# Ambrose (neutered male mouse, Notts)



## Primroserescue (Apr 7, 2013)

Contact/organisation details: Primrose Mouse Rescue
Does the animal have rescue back up?: Yes
Location: Kirkby-in-Ashfield, Nottinghamshire

Number of animals: 1
Type/Breed/Variety: Fancy Mouse
Sex: Male
Age(s): 5/6 months
Name(s): Ambrose
Colours: Fawn

Neutered: Yes

Reason for rehoming: Unwanted pet shop mouse
Temperament: Very calm and sociable and is a real character. 
Will the group be split (if applicable): N/A
Transport available: Possibly, if adopted locally (Notts or Derbys)

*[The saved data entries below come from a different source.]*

PR #4848, opened 2024-01-17
Restrict derived view schema generation to views with upstream schema files and directly copy reference schemas for simple views.

ANich:
View schema files are only used for adding descriptions, this PR adds that assumption to the generator. 

Previously it was attempting to generate schema files for all views, including where they wouldn't/didn't have descriptions and so wouldn't be useful. This added a lot of extra dryruns to CI. 

Also copies the reference schema directly for "simple"/default views.  

A few schema files will be removed from this PR (see diff comment), but these aren't currently used for anything.

### DIFF
--- a/sql_generators/derived_view_schemas/__init__.py
+++ b/sql_generators/derived_view_schemas/__init__.py
@@ -9,22 +9,14 @@ from pathos.multiprocessing import ProcessingPool
 
 from bigquery_etl.cli.utils import use_cloud_function_option
 
-NON_USER_FACING_DATASET_SUBSTRINGS = (
-    "_derived",
-    "_external",
-    "_bi",
-    "_restricted",
-    "udf",
-)
-
 
 def _generate_view_schema(sql_dir: Path, view_directory: Path) -> None:
     import logging
 
-    from view import View
-
+    from bigquery_etl.format_sql.formatter import reformat
     from bigquery_etl.metadata.parse_metadata import Metadata
     from bigquery_etl.schema import Schema
+    from bigquery_etl.view import View
 
     logging.basicConfig(format="%(levelname)s (%(filename)s:%(lineno)d) - %(message)s")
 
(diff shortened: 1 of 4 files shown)


sql_generators/derived_view_schemas/__init__.py
```diff
@@ -2,136 +2,102 @@
...
-        # Fully qualify the reference:
-        elif len(parts) == 2:
-            reference_project_id = target_project
-            reference_dataset_id, reference_table_id = parts
-        elif len(parts) == 1:
-            reference_project_id = target_project
-            reference_dataset_id = target_dataset
-            reference_table_id = parts[0]
-        else:
-            return
```
ANich, line 64: This logic is all available more concisely in the `View` class used below

sql_generators/derived_view_schemas/__init__.py
```diff
@@ -2,136 +2,102 @@
...
 
         bigquery_metadata = reference_metadata.bigquery
-        if bigquery_metadata is None:
-            logging.warning(
-                f"No bigquery metadata at {ref_path}, unable to get partition key."
-            )
-            return
-
-        partition_metadata = bigquery_metadata.time_partitioning
-        if partition_metadata is None:
```
ANich, line 89: Same error as the one below no need to duplicate logging

scholtzan (approved):

sean-rose:
> View schema files are only used for adding descriptions, this PR adds that assumption to the generator.
> 
> Previously it was attempting to generate schema files for all views, including where they wouldn't/didn't have descriptions and so wouldn't be useful.

@ANich it turns out view schema files are also used to [determine whether the view schema has changed](https://github.com/mozilla/bigquery-etl/blob/09bc346dec8302600465fbee9311b0f0d45f36bb/bigquery_etl/view/__init__.py#L270-L278), and with view publishing logic defaulting to only publishing views that have changed this means views without `schema.yaml` files are no longer getting published when their schema changes (e.g. when upstream table schemas change).

I'd suggest reverting the part of this PR about restricting view schema generation, or finding some other suitable workaround so that views are published consistently.

Issue #4873, opened 2024-01-23
dataset_metadata.yaml not correctly updated when deprecated: true


scholtzan:
`workgroup_access` in the `dataset_metadata.yaml` files doesn't get updated correctly to `[]` nor does `default_table_workgroup_access` get set to `workgroup:mozilla-confidential` when `deprecated: true` is set in one of the query `metadata.yaml` files.

┆Issue is synchronized with this [Jira Task](https://mozilla-hub.atlassian.net/browse/DENG-2469)

whd:
I think in the PR this isn't an issue, but the intent should be for `default_table_workgroup_access` to get set to whatever `workgroup_access` was as opposed to `workgroup:mozilla-confidential` specifically. For instance, a deprecated table in https://github.com/mozilla/bigquery-etl/blob/main/sql/moz-fx-data-shared-prod/contextual_services/dataset_metadata.yaml should wind up with the generated dataset metadata looking like:
```yaml
workgroup_access: []
default_table_workgroup_access:
- role: roles/bigquery.dataViewer
  members:
  - workgroup:contextual-services
```

scholtzan:
Right, `default_table_workgroup_access` has been getting set correctly to whatever `workgroup_access` was. The missing piece was setting  `workgroup_access: []` for datasets with deprecated tables.

PR #4874, opened 2024-01-23
Fix dataset deprecation metadata

scholtzan:
Fixes https://github.com/mozilla/bigquery-etl/issues/4873
Sets `workgroup_access` for `dataset_metadata.yaml` files to `[]` if it contains deprecated tables.

Checklist for reviewer:

┆Issue is synchronized with this [Jira Task](https://mozilla-hub.atlassian.net/browse/DENG-2470)

### DIFF
--- a/bigquery_etl/cli/metadata.py
+++ b/bigquery_etl/cli/metadata.py
@@ -58,16 +58,19 @@ def update(name: str, sql_dir: Optional[str], project_id: Optional[str]) -> None
             dataset_metadata.default_table_workgroup_access = (
                 dataset_metadata.workgroup_access
             )
-        dataset_metadata.write(dataset_metadata_path)
+        
         if table_metadata.deprecated:
             # set workgroup: [] if table has been tagged as deprecated
             # this overwrites existing workgroups
             table_metadata.workgroup_access = []
+            dataset_metadata.workgroup_access = []
         else:
             if table_metadata.workgroup_access is None:
                 table_metadata.workgroup_access = (
                     dataset_metadata.default_table_workgroup_access
                 )
+
+        dataset_metadata.write(dataset_metadata_path)
         table_metadata.write(table_metadata_file)
         click.echo(f"Updated {table_metadata_file}")
     return None
--- a/bigquery_etl/cli/metadata.py
+++ b/bigquery_etl/cli/metadata.py
@@ -58,7 +58,7 @@ def update(name: str, sql_dir: Optional[str], project_id: Optional[str]) -> None
             dataset_metadata.default_table_workgroup_access = (
                 dataset_metadata.workgroup_access
             )
-        
+
         if table_metadata.deprecated:
             # set workgroup: [] if table has been tagged as deprecated
             # this overwrites existing workgroups
--- a/sql/moz-fx-data-shared-prod/telemetry_derived/active_profiles_v1/metadata.yaml
+++ b/sql/moz-fx-data-shared-prod/telemetry_derived/active_profiles_v1/metadata.yaml
@@ -1,0 +1,2 @@
+friendly_name: Active Profiles
+deprecated: true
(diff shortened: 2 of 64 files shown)


whd:
I want to reiterate from https://github.com/mozilla/bigquery-etl/pull/4869 that we should decide how to handle partial metadata in `telemetry_derived` before we land a fix that affects that dataset.

scholtzan:
Blocked until missing `metadata.yaml` files have been added as described in https://github.com/mozilla/bigquery-etl/pull/4869#issuecomment-1907031465

scholtzan:
Alright I looked through the tables that exist in `telemetry_derived` but don't have a `metadata.yaml` file and added ones for those that are still in active use

whd:
> Alright I looked through the tables that exist in `telemetry_derived` but don't have a `metadata.yaml` file and added ones for those that are still in active use

Would it make sense at this time to also add `metadata.yaml` files with `deprecated: true` for the ones that aren't in active use so that they can go through the new deprecation process?

scholtzan:
Yeah, that makes sense. Added a metadata file for those too

whd:
> Check for non-deprecated non-bqetl-managed tables in the dataset. Should this be done by comparing the tables that exist under the dataset and the bqetl repo?

Basically, yes (specifically, the private generated branch as it has metadata that is meant to be canonical).

> Add metadata.yaml files for all these tables. 
> How do we know where these tables come from? 

We might not (in general). For a table that isn't managed in bqetl/docker-etl, with metadata like creation/modification times that are very old: these are strong signals that a table should be deprecated. For instance, the table `telemetry_derived.eng_workflow_build_parquet_v1` I referenced above was manually copied into place and I happened to have the bugzilla ticket where that was created, but doing archaeology for all the things could be more effort than it's worth.

> Is there a programmatic way to do this step if there are many tables?

You could definitely write a script or automation to do this. In fact, I would say that one of the motivations behind the deprecation work and bq usage tables is to allow us to programatically deprecate tables based on specific criteria. Taking `telemetry_derived.eng_workflow_build_parquet_v1` again as an example, we should be able to tell (a) it was created over 3 years ago and has not been updated since (b) doesn't exist in bqetl (c) from bq usage tables hasn't been queried in the last year and from this information be confident that this table should be deprecated and eventually deleted.

>  How did you determine which tables were not in active use and should add metadata.yaml files with deprecated: true?

I'm assuming Anna more or less did something like I described above. A rule of thumb might be if we know a table is being actively updated by e.g. bqetl or docker-etl it probably shouldn't be deprecated. Certainly I'd expect the bq usage tables to be helpful in determining whether these tables are actively used even if they aren't updated.

FWIW, I'd expect `telemetry_derived` to be one of the higher effort datasets to audit. In most newer datasets e.g. everything glean I wouldn't expect there to be nearly as much "unmanaged" stuff that we don't have clear provenance information for. In theory automation could find some tables that were manually created by a DE that never got checked into bqetl or stuff like that but I'd imagine the number of such tables to be very small.

whd:
Now that we have more or less complete metadata for tables and views, the deploy ordering issue I mentioned yesterday is actually just the result of an [optimization](https://github.com/mozilla-services/cloudops-infra/blob/master/projects/data-shared/tf/modules/derived-acls/main.tf#L54) in the ACL deployment pipeline to only deploy table ACLs when they are not redundant. I'm investigating removing the optimization, which will create 1000s of ACLs but will enable seamless deprecation without deployment order changes. This is probably going to require changes to the way we use the inventory API to reduce the number of individual calls but is worth trying to do before investigating more complicated alternatives.

It seems the ability to update the branch from the UI is gone since we no longer require branches to be up to date. I'll try to get to rebasing and deploying this tomorrow, using the manual ACL deployment if the inventory API changes are too complicated to land in a day.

Other: Ambrose was neutered on 25th March and he's looking for a home where he'll have the company of other male or female mice. Please contact us on [email protected] for more information.


(the water on his face is from where he'd walked past his water bottle)


----------



## thedogsmother (Aug 28, 2008)

Do you rehome to other parts of the country it transport/home checks etc can be arranged? I know a few people who have lone males or groups of females who may be interested in this gorgeous boy but they don't live in Nottinghamshire.


----------



## Primroserescue (Apr 7, 2013)

thedogsmother said:


> Do you rehome to other parts of the country it transport/home checks etc can be arranged? I know a few people who have lone males or groups of females who may be interested in this gorgeous boy but they don't live in Nottinghamshire.


Hi. Yes, if we could sort out a home check and transport I would consider rehoming further afield. Thanks for passing on his details, if anyone wants further info or pics they can get me on the email address in his post


----------



## Primroserescue (Apr 7, 2013)

Ambrose has found a fab new home where he'll have some mousey company


----------